Die Aktion „Blogger schenken Lesefreude” ist abgeschlossen, zwanzig Menschen interessierten sich für „Das Buch des Vaters“. Um es zu gewinnen, haben sie ihr momentanes Lieblingsbuch genannt, was einigen nicht leicht fiel. Es ist ja auch schwierig, sich festzulegen, wenn es so viele gute und unterschiedliche Bücher gibt. Das Spektrum der genannten Titel ist dementsprechend weit:

    • „Das alte Jahrhundert“, Peter Kurzeck
    • „Der Meister und Margarita“, Michail Bulgakow
    • „Zwei an einem Tag“, David Nicholls
    • „Vom Leben und Schreiben“, Stephen King
    • „Die Kunst des Feldspiels“, Chad Harbach
    • „Jeden Tag, jede Stunde“, Nataša Dragnić
    • „Open City“, Teju Cole
    • „Die Stadt der träumenden Bücher“, Walter Moers
    • „Rückkehr nach Somerton Court“, Leila Rasheed
    • „Games Of Thrones“-Reihe, George R. R. Martin
    • Gerade bin ich ganz in „Educating Rita“ vertieft, aber meine liebsten Bücher sind von Diana Gabaldon
    • „Arbeit und Struktur“, Wolfgang Herrndorf
    • „Sehnsucht nach Mill River“, Darcie Chan
    • „Tintenherz“, Cornelia Funke
    • „1Q84“, Haruki Murakami
    • „In meinem Himmel“, Alice Sebold
    • „Das große Los“, Meike Winnemuth
    • „Der Name des Windes“, Patrick Rothfuss

Einige Titel habe ich bereits gelesen, aber viele der Lieblingsbücher kenne ich noch nicht.

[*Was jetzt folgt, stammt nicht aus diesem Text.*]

PR #3658, opened 2026-02-11
[`perf`] Speed up NoDuplicatesBatchSampler iteration (NO_DUPLICATES and NO_DUPLICATES_HASHED)

hotchpotch:
Hello!

## Pull request overview
- On very large datasets, I wanted to improve runtime and memory behavior, so this PR focuses on performance improvements in the sampler.
- In my measurements, this change gives a modest speedup for `NO_DUPLICATES` and around a 20% speedup for `NO_DUPLICATES_HASHED`.
- It targets the hot loop in `NoDuplicatesBatchSampler`.
- It aims to keep sampling behavior compatible with the historical implementation.
- It adds tests to check compatibility and dtype behavior.

## Details
The old implementation kept remaining indices in a Python `dict` and deleted accepted indices batch by batch.
That works, but it carries a lot of Python object overhead on large datasets.

This PR switches that part to:
- `randperm(..., dtype=int32|int64)` as a NumPy-backed index array
- a singly linked list over positions (`next_positions`) for O(1) removals

My intent here is to improve performance without changing semantics.
- Conflicting samples are still deferred and retried later.
- `drop_last` behavior is unchanged.
- Seeded determinism is unchanged.

About dtypes:
- Most datasets fit in `int32` row indices, so index/position NumPy arrays use `int32` in that case to reduce memory usage.
- They automatically switch to `int64` only when row count exceeds the `int32` range.
- Precomputed hashes stay `int64`.

## Benchmark
Setup:
- Script: `examples/sentence_transformer/evaluation/evaluation_no_dup_batch_sampler_speed.py`
- Dataset: `sentence-transformers/msmarco-co-condenser-margin-mse-sym-mnrl-mean-v1`
- Subset/split: `triplet-hard` / `train`
- Args: `--batch-size 8192 --no-progress-bar --precompute-num-proc 8`
- Baseline: `d0df0ccc`
- Current: this PR branch (`no_dup_hashed_improve`)
- Note: `NO_DUPLICATES` is reported with 3 runs because each run is long; `NO_DUPLICATES_HASHED` also has an extra 10-run check for stability.

### `precompute_hashes=False` (`NO_DUPLICATES`) (3-run mean)
| Metric | Baseline | Current | Delta |
| --- | ---: | ---: | ---: |
| Sampler time (s) | 175.216 | 171.275 | **-3.941s (-2.25%)** |

Runs:
| Run | Baseline (s) | Current (s) |
| --- | ---: | ---: |
| 1 | 174.716 | 170.041 |
| 2 | 176.797 | 172.140 |
| 3 | 174.136 | 171.644 |

### `precompute_hashes=True` (`NO_DUPLICATES_HASHED`) (3-run mean)
| Metric | Baseline | Current | Delta |
| --- | ---: | ---: | ---: |
| Sampler time (s) | 22.819 | 17.768 | **-5.051s (-22.13%)** |
| Hash build time (s) | 4.545 | 4.590 | +0.045s (+0.99%) |
| Total time (s) | 27.364 | 22.358 | **-5.006s (-18.29%)** |
| hash_uss current_delta (MiB) | 306.567 | 303.043 | **-3.523 MiB (-1.15%)** |
| hash_uss peak_delta (MiB) | 6891.520 | 6802.773 | **-88.747 MiB (-1.29%)** |

Runs:
| Run | Baseline sampler (s) | Baseline build (s) | Baseline total (s) | Current sampler (s) | Current build (s) | Current total (s) |
| --- | ---: | ---: | ---: | ---: | ---: | ---: |
| 1 | 23.079 | 4.582 | 27.661 | 17.740 | 4.590 | 22.330 |
| 2 | 22.884 | 4.582 | 27.466 | 17.622 | 4.618 | 22.240 |
| 3 | 22.493 | 4.472 | 26.965 | 17.942 | 4.563 | 22.505 |

### Extra check (`NO_DUPLICATES_HASHED`, 10 runs)
- Sampler time: `22.768s -> 17.842s` (**-21.64%**)

In short:
| Mode | Summary |
| --- | --- |
| `NO_DUPLICATES` | `-2.25%` (3-run mean) |
| `NO_DUPLICATES_HASHED` | `-22.13%` (3-run mean), `-21.64%` (10-run check) |

Memory note:
- For `NO_DUPLICATES_HASHED`, memory stays roughly flat in these runs, with a slight average decrease in both `hash_uss current_delta` and `hash_uss peak_delta`.

## Testing
- `uv run pytest tests/samplers/test_no_duplicates_batch_sampler.py -q`
- `uv run pytest tests/test_trainer.py -k "get_batch_sampler" -q`

Added tests:
- Output equality against a reference implementation of the historical dict-based algorithm (`drop_last` and `precompute_hashes` combinations)
- `precompute_hashes=True` stores precomputed hashes as `np.int64`
- Index/position arrays switch to `int64` when `int32` range is exceeded

## Related PR
- https://github.com/huggingface/sentence-transformers/pull/3611

---

This implementation was developed in collaboration with Codex, and all code has been reviewed by `@hotchpotch`.
If you have any questions or see anything that should be improved, I would really appreciate your feedback.

### DIFF
--- a/examples/sentence_transformer/training/other/training_batch_hard_trec.py
+++ b/examples/sentence_transformer/training/other/training_batch_hard_trec.py
@@ -174,5 +174,5 @@ except Exception:
     logging.error(
         f"Error uploading model to the Hugging Face Hub:\n{traceback.format_exc()}To upload it manually, you can run "
         f"`huggingface-cli login`, followed by loading the model using `model = SentenceTransformer({final_output_dir!r})` "
-        f"and saving it using `model.push_to_hub('{model_name}-multi-task')`."
+        f"and saving it using `model.push_to_hub('{model_name}-trec')`."
     )
--- a/sentence_transformers/evaluation/InformationRetrievalEvaluator.py
+++ b/sentence_transformers/evaluation/InformationRetrievalEvaluator.py
@@ -55,21 +55,25 @@ class InformationRetrievalEvaluator(SentenceEvaluator):
     Example:
         ::
 
+            import logging
             import random
+
+            from datasets import load_dataset
             from sentence_transformers import SentenceTransformer
             from sentence_transformers.evaluation import InformationRetrievalEvaluator
-            from datasets import load_dataset
+
+            logging.basicConfig(format="%(asctime)s - %(message)s", datefmt="%Y-%m-%d %H:%M:%S", level=logging.INFO)
 
             # Load a model
-            model = SentenceTransformer('all-MiniLM-L6-v2')
+            model = SentenceTransformer("all-MiniLM-L6-v2")
 
-            # Load the Touche-2020 IR dataset (https://huggingface.co/datasets/BeIR/webis-touche2020, https://huggingface.co/datasets/BeIR/webis-touche2020-qrels)
-            corpus = load_dataset("BeIR/webis-touche2020", "corpus", split="corpus")
-            queries = load_dataset("BeIR/webis-touche2020", "queries", split="queries")
-            relevant_docs_data = load_dataset("BeIR/webis-touche2020-qrels", split="test")
+            # Load the Touche-2020 IR dataset (https://huggingface.co/datasets/mteb/webis-touche2020-v3)
+            corpus = load_dataset("mteb/webis-touche2020-v3", "corpus", split="corpus")
+            queries = load_dataset("mteb/webis-touche2020-v3", "queries", split="train")
+            relevant_docs_data = load_dataset("mteb/webis-touche2020-v3", "default", split="test")
 
             # For this dataset, we want to concatenate the title and texts for the corpus
-            corpus = corpus.map(lambda x: {'text': x['title'] + " " + x['text']}, remove_columns=['title'])
+            corpus = corpus.map(lambda x: {"text": (x["title"] + " " + x["text"]).strip()}, remove_columns=["title"])
 
             # Shrink the corpus size heavily to only the relevant documents + 30,000 random documents
             required_corpus_ids = set(map(str, relevant_docs_data["corpus-id"]))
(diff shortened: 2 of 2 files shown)


hotchpotch:
Note: I successfully trained on multiple datasets (100k–50M each, ~800M rows in total) with `NO_DUPLICATES_HASHED` using this implementation.

tomaarsen:
Hello!

This is a bit of a trade-off between readability/simplicity and performance, but I'm okay with making that trade. However, we should really avoid the type of AI comments that refer to the "previous implementation" etc. Those comments are useful when you're reviewing generated changes in the moment, but not useful for readers later on. 

This is notably faster than before for me, and also faster than some alternatives that I just experimented with.

I think it might be ready if you're okay with my small edits!

- Tom Aarsen

tomaarsen:
I also sped up the tests a lot, so now they're not going to slow down the overall testing suite.

- Tom Aarsen

hotchpotch:
Hello!

No concerns from my side. I’d appreciate it if you could merge this when convenient.

> However, we should really avoid the type of AI comments that refer to the "previous implementation" etc. Those comments are useful when you're reviewing generated changes in the moment, but not useful for readers later on.

Your point about avoiding AI-generated comments that refer to “previous implementations” is absolutely fair. I left them in because I thought they might help readability, but I agree they become noise for future readers. I’ll be more careful going forward so the code stays easy to maintain for ongoing development.

Also, thank you for proactively removing those comments and for fixing the slow test issue as well.

I often develop with coding agents, and I recognize that if the resulting PR quality is not high enough, it can increase the workload for OSS maintainers, contributors, and reviewers. I want to keep that burden as low as possible by submitting changes that are easier to review and maintain. If my process ever adds review overhead, or if there are things I should handle myself before requesting review, please feel free to tell me directly.


Thanks again for the thoughtful review.

tomaarsen:
Thanks for your candor! I have no concerns about coding agents as long as they're used by people already experienced with software development and/or retrieval systems. And overall, comments about how something is implemented are solid, but agents sometimes add comments that clarify why a change was made, instead of why the new code is the way it is.

For example:
> # Keep this import outside the try-block below so ImportError is not
> # mistaken for hash-shape/data issues.

This explains why the agent moved the import out of the try-except, but for future readers, the import being inside of the try-except wasn't even a thought.

Or
> # Keep the same random order semantics as before, but avoid Python dict/list overhead.
> # This array stores only row indices, so int32 is sufficient for <=2^31-1 rows and
> # cuts index-memory roughly in half for very large datasets.

The "as before" is a bit confusing to future readers: they probably won't know what was before.

Or from another PR:
> The key insight is that caching happens at the SpladeLoss (wrapper) level, not at the base loss level.

In this case, a reader wouldn't think about caching happening at the base loss level, this comment likely only exists because caching in the base loss level is a possible alternative, just not the one implemented.

I really appreciate your PRs, and your general work on retrieval and beyond is also very valuable. For example, I used your https://github.com/hotchpotch/yasem project as inspiration for the SparseEncoder API.

- Tom Aarsen

hotchpotch:
Thank you for merging this PR, and thank you as well for the concrete examples in your feedback.

Your comments made me realize that when I use coding agents, I need to review both implementation and inline　comments much more carefully. I’ll take extra care to avoid the same kind of mistakes going forward.

I’m also very happy to hear that my project was helpful as inspiration!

Eine schöne Gelegenheit, das nachzuholen.

Vor lauter Freude über die vielen Buchtipps soll aber die Verlosung nicht vergessen werden. Wer bis gestern kommentiert hat, durfte teilnehmen. Damit es fair und anonym zugeht, habe ich nicht die Namen auf die Loszettel geschrieben, sondern die Uhrzeiten, an denen die jeweiligen Kommentare gepostet wurden: 20:44 Uhr hat das Rennen gemacht.
Freuen darf sich Steffen von Kunst Blog Buch – herzlichen Glückwunsch. „Das Buch des Vaters“ geht bald auf die Reise.